Reproduce the data in its entirety, exactly as written.

### Recorded information

········

PR #4902, opened 2019-03-17
Make Model class visitable

JohannesLorenz:
This makes the different `AutomatableModel`s [visitable](https://en.wikipedia.org/wiki/Visitor_pattern) and adds a visitor based cast function for cleaner code and more type safety. Currently only used in the Lv2 branch, but it's a generic feature.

········

### Response to this exercise
PR #4902, opened 2019-03-17
Make Model class visitable

JohannesLorenz:
This makes the different `AutomatableModel`s [visitable](https://en.wikipedia.org/wiki/Visitor_pattern) and adds a visitor based cast function for cleaner code and more type safety. Currently only used in the Lv2 branch, but it's a generic feature.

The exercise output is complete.